» Goal of the exercise: When the line with "- the recovered" appears below, start repeating lines exactly, and keep going through the line with "JSON flag round-trips."; add nothing outside that span.

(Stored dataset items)
--------------------------------

PR #4156, opened 2022-09-04
Rewrite `large_tuple` rule with SwiftSyntax

marcelofabri:


marcelofabri:
I've checked the warnings from oss-check and it's a mix of violations that changed the position for variable declarations (I think the new behavior is how it should've been from the beginning) and fixing false negatives for things like `typealias` that were previously uncaught.

Source/SwiftLintFramework/Rules/Metrics/LargeTupleRule.swift
```diff
@@ -24,152 +14,29 @@ public struct LargeTupleRule: ASTRule, ConfigurationProviderRule {
...
-                let offset = byteRange.location + initialOffset
-                offsets.append((offset: offset, size: size))
-            }
-
-            let replacement = String(repeating: " ", count: substring.bridge().length)
-            text = text.replacingCharacters(in: range, with: replacement).bridge()
-        }
+    public func validate(file: SwiftLintFile) -> [StyleViolation] {
+        let visitor = LargeTupleRuleVisitor()
+        return visitor
```
jpsim, line 19: Nit: can use implicit return here

```suggestion
        LargeTupleRuleVisitor()
```

Up to you though, strictly a stylistic choice.

Source/SwiftLintFramework/Rules/Metrics/LargeTupleRule.swift
```diff
@@ -24,152 +14,29 @@ public struct LargeTupleRule: ASTRule, ConfigurationProviderRule {
...
     }
+}
 
-    private func containsReturnArrow(in text: String, range: NSRange) -> Bool {
-        let arrowRegex = SwiftVersion.current >= .fiveDotFive
-                        ? regex("\\A(?:\\s*async)?(?:\\s*throws)?\\s*->")
-                        : regex("\\A(?:\\s*throws)?\\s*->")
-        let start = NSMaxRange(range)
-        let restOfStringRange = NSRange(location: start, length: text.bridge().length - start)
+private final class LargeTupleRuleVisitor: SyntaxVisitor {
```
jpsim, line 36: Another great simplification thanks to SwiftSyntax!

By the way, I'd love to make improvements to SwiftSyntaxRule and the related SwiftSyntax convenience protocols so that this case could be covered. Let me know if you think of a way to do that!

jpsim (approved):

Source/SwiftLintFramework/Rules/Metrics/LargeTupleRule.swift
marcelofabri: Yeah, I'm sure as we see more rules being converted to SwiftSyntax we'll find more common patterns and opportunities to create abstractions.

PR #4157, opened 2022-09-04
Rewrite `trailing_closure` with SwiftSyntax

marcelofabri:


jpsim:
@marcelofabri I'm guessing you closed this because there were too many false positives?

marcelofabri:
> @marcelofabri I'm guessing you closed this because there were too many false positives?

Yeah, and catching them would be more complex than what was willing to handle 🫣

PR #4158, opened 2022-09-04
Rewrite void_return rule using SwiftSyntax

marcelofabri:


jpsim (approved):
Lovely

Source/SwiftLintFramework/Rules/Style/VoidReturnRule.swift
```diff
@@ -41,28 +40,83 @@ public struct VoidReturnRule: ConfigurationProviderRule, SubstitutionCorrectable
...
+            region.contains(node.positionAfterSkippingLeadingTrivia, locationConverter: locationConverter)
+        }
+
+        guard !isInDisabledRegion else {
+            return super.visit(node)
+        }
+
+        correctionPositions.append(tuple.positionAfterSkippingLeadingTrivia)
+
+        var returnType = SyntaxFactory.makeTypeIdentifier("Void")
```
jpsim, line 116: TIL about `SyntaxFactory`

jpsim:
@marcelofabri can we merge this?

marcelofabri:
> @marcelofabri can we merge this?

I need to think about what to do with these violations. My current thinking is that it's fine to have them fixed here and update `redundant_void_return` to catch them, wdyt?

jpsim:
Looking at the OSSCheck report, it looks like all the violations are safe because they're in closures with enough parent type context to infer the void return value. That's not the case with the current implementation of `redundant_void_return`.

ZevEisenberg:
+1 I can't speak to the rewrite, but this fixes a case that currently incorrectly triggers on main, and which might be good to add to the test cases:

```swift
func foo() -> () async -> Int
```

Failure on main:

    testWithDefaultConfiguration(): failed - nonTriggeringExample violated: 
    ```
    /* 👨‍👩‍👧‍👦👨‍👩‍👧‍👦👨‍👩‍👧‍👦 */
    func foo() -> () async -> Int
                  ^ warning: Void Return Violation: Prefer `-> Void` over `-> ()`. (void_return)
    ```

ZevEisenberg:
bump - I just rediscovered this thread because I dusted off an old project and found that this was still the case

lo1tuma:
Is there anything missing or something I could help with to get this PR merged?

SimplyDanny:
Rule has been rewritten in #5351.

ZevEisenberg:
I'm not at a computer right now so I can't test it, but do you know if it now correctly handles the case I mentioned [above](https://github.com/realm/SwiftLint/pull/4158#issuecomment-1250129148)?

SimplyDanny:
> I'm not at a computer right now so I can't test it, but do you know if it now correctly handles the case I mentioned [above](https://github.com/realm/SwiftLint/pull/4158#issuecomment-1250129148)?

Yes, the example is handled correctly now. See #5381.

PR #4159, opened 2022-09-04
Rewrite unneeded_parentheses_in_closure_argument with SwiftSyntax

marcelofabri:


marcelofabri:
i'll add a changelog entry before merging this

Source/SwiftLintFramework/Rules/Style/UnneededParenthesesInClosureArgumentRule.swift
```diff
@@ -60,75 +75,74 @@ public struct UnneededParenthesesInClosureArgumentRule: ConfigurationProviderRul
         ]
     )
 
-    public func validate(file: SwiftLintFile) -> [StyleViolation] {
-        return violationRanges(file: file).map {
-            StyleViolation(ruleDescription: Self.description,
-                           severity: configuration.severity,
-                           location: Location(file: file, characterOffset: $0.location))
+    public func makeVisitor(file: SwiftLintFile) -> ViolationsSyntaxVisitor? {
+        Visitor()
```
jpsim, line 79: I like this pattern to have nested Visitor/Rewriter types to simplify the naming for these visitors and rewriters.

Source/SwiftLintFramework/Rules/Style/UnneededParenthesesInClosureArgumentRule.swift
```diff
@@ -60,75 +75,74 @@ public struct UnneededParenthesesInClosureArgumentRule: ConfigurationProviderRul
...
+            return SyntaxFactory.makeClosureParam(
+                name: name,
+                trailingComma: isLast ? nil : SyntaxFactory.makeCommaToken(trailingTrivia: .spaces(1))
+            )
+        }
+
+        correctionPositions.append(clause.positionAfterSkippingLeadingTrivia)
+
+        let paramList = SyntaxFactory.makeClosureParamList(items).withTrailingTrivia(.spaces(1))
+        return Syntax(node.withInput(Syntax(paramList)))
```
jpsim, line 146: Should this be `return super.visit(...)`? I don't think the superclasses ever do anything here, so I think we can just always return in this func?

Source/SwiftLintFramework/Rules/Style/UnneededParenthesesInClosureArgumentRule.swift
```diff
@@ -60,75 +75,74 @@ public struct UnneededParenthesesInClosureArgumentRule: ConfigurationProviderRul
...
+        guard !isInDisabledRegion else {
+            return super.visit(node)
         }
+
+        let items = clause.parameterList.enumerated().compactMap { idx, param -> ClosureParamSyntax? in
+            guard let name = param.firstName else {
+                return nil
+            }
+
+            let isLast = idx == clause.parameterList.count - 1
```
jpsim, line 136: Nit:

```suggestion
            let isLast = idx == clause.parameterList.indices.last
```

jpsim (approved):

Source/SwiftLintFramework/Rules/Style/UnneededParenthesesInClosureArgumentRule.swift
marcelofabri:
```
Type '((DefaultIndices<FunctionParameterListSyntax>.Element) throws -> Bool) throws -> DefaultIndices<FunctionParameterListSyntax>.Element?' (aka '((SyntaxChildrenIndex) throws -> Bool) throws -> Optional<SyntaxChildrenIndex>') cannot conform to 'BinaryInteger'
```

😮

Source/SwiftLintFramework/Rules/Style/UnneededParenthesesInClosureArgumentRule.swift
marcelofabri: Calling the superclass is important so it does visit the node's children. In this case I don't think it matters, but decided to call `super.visit` for consistency

Source/SwiftLintFramework/Rules/Style/UnneededParenthesesInClosureArgumentRule.swift
jpsim: Ah not an array. Ok.

Source/SwiftLintFramework/Rules/Style/UnneededParenthesesInClosureArgumentRule.swift
jpsim: Oh I think I might need to fix some rules I’ve written based on this comment!

PR #535, opened 2026-05-27
free_boundary: multi-grid test case and opt-in to persist the Nestor solver across grid steps

CharlesCNorton:
## Problem
VMEC++ rebuilt the Nestor free-boundary solver from scratch at every multi-grid step, re-initialising its vacuum-response matrix and right-hand side. Fortran VMEC keeps that state in memory across grid steps. The solver's buffers (the response matrix, the RHS, the pivots, and the vacuum field and pressure spans) live in ns-independent Fourier space, so rebuilding the solver per step discarded reusable state without changing the converged result. Separately, every free-boundary test case was single-grid, so the multi-grid free-boundary path had no dedicated case.

## Change
- Keep the free-boundary (Nestor) solver and its tangential partitioning across multi-grid steps instead of rebuilding them per step, reproducing Fortran VMEC's persistent vacuum state. The solver is constructed on the first grid step (when none exists yet) and reused on subsequent steps; single-grid runs build it once as before.
- Add the `cth_like_free_bdy_multigrid` test case: the existing `cth_like_free_bdy` boundary, coils and mgrid with `ns_array = [15, 25]` (one additional multi-grid step), wired into a `test_data` filegroup and the `vmec_test` data set.

## Verification
- New `vmec_test` case `MultiGridFreeBoundary` runs the two-grid free-boundary equilibrium to convergence (ns 15 -> 25, force residual ~1e-10); the ns=25 step reuses the solver built at ns=15.
- The converged equilibrium reproduces an educational_VMEC golden generated from the same input to a worst-case relative difference of 7.3e-6 (ctor to machine precision, b0 4.4e-6, volume 4e-6).
- `vmec_test`, `vmec_in_memory_mgrid_test`, `output_quantities_test` and `vmec_indata_test` pass; the symmetric and single-grid cases are unchanged.


src/vmecpp/__init__.py
```diff
@@ -353,6 +353,9 @@ class VmecInput(BaseModelWithNumpy):
     lforbal: bool = False
     """Hack: directly compute innermost flux surface geometry from radial force balance"""
 
+    nestor_persistent_rhs: bool = False
+    """Persist the Nestor (vacuum) solver state across multi-grid steps to reproduce Fortran VMEC's behaviour 1:1. Default false keeps the historical VMEC++ behaviour of re-initialising the solver per multi-grid step."""
+
```
jurasic-pf: I don't think this is necessary, the new behaviour should be strictly better

CharlesCNorton: Good point, done. The Nestor solver and its vacuum-response matrix and RHS live in ns-independent Fourier space, so reusing them across multi-grid steps is always valid and the converged result is unchanged. I removed the input field and made the persistence unconditional: the solver is built on the first grid step and reused afterwards, with single-grid runs building it once as before. The multi-grid test case and the full regression are green.

jurasic-pf (approved):

PR #536, opened 2026-05-28
free_boundary: implement axisymmetric (nzeta=1) free-boundary support

CharlesCNorton:
## Problem
VMEC++ did not support axisymmetric (`ntor = 0`, `nzeta = 1`) free-boundary equilibria. Running such a case (a tokamak with external coils) crashed in the Nestor free-boundary chain, because several routines assumed a non-trivial toroidal direction:

- `HandOverBoundaryGeometry` read the `sin(n v)` boundary Fourier coefficients (`rmnss`, `zmncs`, and the lasym `rmncs`, `zmnss`). These are only allocated when `lthreed`, so for `ntor = 0` it indexed empty arrays and segfaulted.
- The net-toroidal-current axis filament (`external_magnetic_field`) and the Green's-function toroidal integral (`regularized_integrals`) were built over the `nfp` field periods. For a tokamak (`nfp = 1`, `nzeta = 1`) that collapses the toroidal direction to a single point: the axis filament degenerated to a zero-length loop, so the plasma current produced no boundary poloidal field and never entered the vacuum solution (failing the VMEC/vacuum toroidal-current consistency check), and the Green's function was evaluated from a single toroidal sample.

## Change
- `HandOverBoundaryGeometry`: guard the `sin(n v)` source reads with `lthreed` (the corresponding `*_LCFS` targets stay zero, which is correct for `ntor = 0`), mirroring the `FourierGeometry` allocation. This also covers the axisymmetric `lasym` case.
- `external_magnetic_field`: replicate the axis-current filament over `nvper` equally-spaced toroidal angles (`64` for an axisymmetric plasma, the number of field periods otherwise), matching educational_VMEC's `nvper`, so the net toroidal current produces the correct boundary poloidal field.
- `regularized_integrals`: add an axisymmetric path that performs the Green's-function toroidal integral by summing over `nvper` toroidal images of the evaluation point, subtracting the analytic approximation (with the toroidal-angle factor of each image) at every image. The closed-form analytic integral added back in `SingularIntegrals` is grid-independent and unchanged.
- Add the `solovev_free_bdy` test case (the educational_VMEC free-boundary Solov'ev tokamak: 13 PF/CS circuits, `ns_array = [16, 32]`) and register it in `vmec_in_memory_mgrid_test`, driving it with an in-memory mgrid generated from `coils.solovev`.

## Verification
- `solovev_free_bdy` converges to `FTOL = 1e-14` (`ns = 32`, force residual ~1e-14) and reproduces an educational_VMEC free-boundary reference generated from the same coils and boundary: the Fortran iteration trajectory agrees step for step (`R_axis` 4.095, `W_MHD` 2.4596, vacuum/plasma pressure mismatch `DEL-BSQ` 6.64e-5 to four figures), and the converged `wout` scalars (`wb`, `betatotal`, `aspect`, `b0`, `volume`, `Aminor_p`, `Rmajor_p`, `ctor`, `volavgB`) agree to < 1e-4.
- Full regression passes (`vmec_test`, `vmec_in_memory_mgrid_test`, `output_quantities_test`, `vmec_indata_test`, `laplace_solver_test`, `singular_integrals_test`). The stellarator free-boundary path (`cth_like_free_bdy`) is unchanged, as the new behaviour is guarded by `nZeta == 1` / `lthreed`.


jurasic-pf (commented):
The changes look good, but could we add a test of some sort? solovev free boundary?

jurasic-pf:
i think @jons-pf started working on that in 
https://github.com/proximafusion/vmecpp/pull/462

CharlesCNorton:
Thanks! Added a solovev free-boundary regression against an educational_VMEC golden in ea6e494. It came together separately from #462, but happy to reconcile with that if useful.

jurasic-pf (approved):
Cool!

.github/workflows/benchmarks.yaml
jurasic-pf, line 1: please remove ci changes from this pr

CharlesCNorton: Sorry about that. Reverted in 5d7b7f4; benchmarks.yaml matches main again, so the PR no longer touches any workflow.

PR #537, opened 2026-05-28
output_quantities: implement lbsubs full-grid B_s via radial force balance

CharlesCNorton:
## Problem

`lbsubs` was listed as unimplemented in the README, and `ComputeOutputQuantities` left the full-grid covariant `B_s` as the linear half-to-full interpolation of the metric-element `B_s`, with a standing `TODO` at the call site (`re-compute B_s to solve radial force balance (lbsubs flag in Fortran VMEC)`). The `jxbout` diagnostic that consumes the `B_s` tangential derivatives — `itheta`/`izeta` (the `sqrt(g)` `K^{u,v}` currents) and `bsubs3` — therefore omits the current-sheet correction that the `lbsubs` path captures.

## Change

Add a `VmecINDATA::lbsubs` flag (parsed from JSON, persisted to/from HDF5, round-tripped through `ToJson`; default `false`) and implement `RecomputeBSubSFromRadialForceBalance`, a port of the `IF (lbsubs)` branch of `jxbforce.f90` together with the collocation solve in `getbsubs.f90`. On each interior full-grid surface it solves

```
bsupu * d(B_s)/du + bsupv * d(B_s)/dv = brho
```

in spectral space, where `brho` is the `sqrt(g)`-weighted radial-force residual with the flux-surface-averaged force balance subtracted (the local equation is otherwise unsolvable, since that surface integral vanishes identically). The recovered coefficients overwrite the interior `bsubs_full` and its tangential derivatives `bsubsu`/`bsubsv`; axis and edge are filled by the existing `ExtrapolateBSubS`. The solve is guarded: a singular matrix or a residual above `1e-8 * |rhs|` logs a warning and leaves that surface at its half-to-full interpolation. Both the stellarator-symmetric and the non-stellarator-symmetric (cos-basis) coefficient layouts follow `getbsubs.f90`. With `lbsubs == false` the output path is unchanged.

## Verification

New `lbsubs_test` (gtest), solovev fixture:
- `lbsubs == false` leaves `bsubs_full` equal to `0.5 * (bsubs_half[:, jF] + bsubs_half[:, jF-1])` on every interior surface (max abs diff `< 1e-12`).
- `lbsubs == true` changes `bsubs_full` measurably against the `false` baseline (guards against a silent no-op).
- the recovered `B_s` satisfies `bsupu * dB_s/du + bsupv * dB_s/dv = brho` at every interior collocation point, residual `< 1e-7 * |rhs|`, with the RHS re-derived independently of the implementation's scratch buffers.
- the `lbsubs` JSON flag round-trips.

Local run: 4 passed, 1 skipped. The skipped case parses `up_down_asym.json` (`lasym = true`) and validates input handling but does not run the solve, since the equilibrium iteration does not yet support `lasym = true`; the non-stellarator-symmetric end-to-end path is deferred. README updated to drop `lbsubs` from the unimplemented list.


CharlesCNorton:
checking

src/vmecpp/cpp/vmecpp/common/vmec_indata/vmec_indata.h
```diff
@@ -207,6 +207,15 @@ class VmecINDATA {
   // balance
   bool lforbal;
 
+  // If true, re-compute the full-grid covariant B_s by solving the radial
+  // force balance equation
+  //   bsupu * d(B_s)/du + bsupv * d(B_s)/dv = brho
+  // in spectral space at every interior surface (lbsubs flag in Fortran VMEC).
+  // The default (false) keeps B_s as the linear half->full interpolation of
+  // the metric-element B_s plus the axis/edge extrapolation. Only affects the
+  // jxbout diagnostic; the equilibrium iteration is unchanged.
```
jons-pf: jxbout diagnostic and the bsubsmn{s,c} coefficients in the wout file. ...

jurasic-pf (approved):

jurasic-pf:
Can we check the results against PARVMEC with lbsubs true and resolve CI? Other than that it's ready to merge

CharlesCNorton:
👍 good to go! Checked against PARVMEC with `lbsubs = T` on solovev and cth_like — B_s matches to 1e-5 or better.

CharlesCNorton:
Wider PARVMEC sweep, in case it's useful. Interior full-grid `B_s`, as max abs difference between the two codes' `lbsubs` corrections relative to the correction magnitude:

| case | ns | nzeta | agreement |
| --- | --- | --- | --- |
| solovev | 55 | 1 | 2.3e-7 |
| solovev_no_axis | 11 | 1 | 5.3e-10 |
| solovev_analytical | 31 | 1 | 3.6e-8 |
| cth_like_fixed_bdy | 25 | 36 | 1.4e-4 |
| cma | 51 | 16 | 1.4e-1 |
| cth_like_fixed_bdy_nzeta_37 | 25 | 37 | no correction in either code |

cma looks like a difference between the Fortran generations rather than a VMEC++ one: VMEC++ reproduces the 8.52 `jxbout_cma.nc` reference to 3.5e-12, while the PARVMEC 10.0 run differs from that same reference by 3.1e-3, and the collocation solve amplifies it.

cth_like_fixed_bdy_nzeta_37 has odd `nzeta`, so the collocation row count cannot match `itotal` (299 expected, 297 built) and every interior surface falls back to the half-to-full interpolation. PARVMEC reports the same two counts and does the same thing, so `lbsubs` is a no-op for odd `nzeta` in both codes.

jurasic-pf:
I think we still need to sanity check this with some plots on our side. Code-wise, the PR looks good.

--------------------------------

» Output of the task:
- the recovered `B_s` satisfies `bsupu * dB_s/du + bsupv * dB_s/dv = brho` at every interior collocation point, residual `< 1e-7 * |rhs|`, with the RHS re-derived independently of the implementation's scratch buffers.
- the `lbsubs` JSON flag round-trips.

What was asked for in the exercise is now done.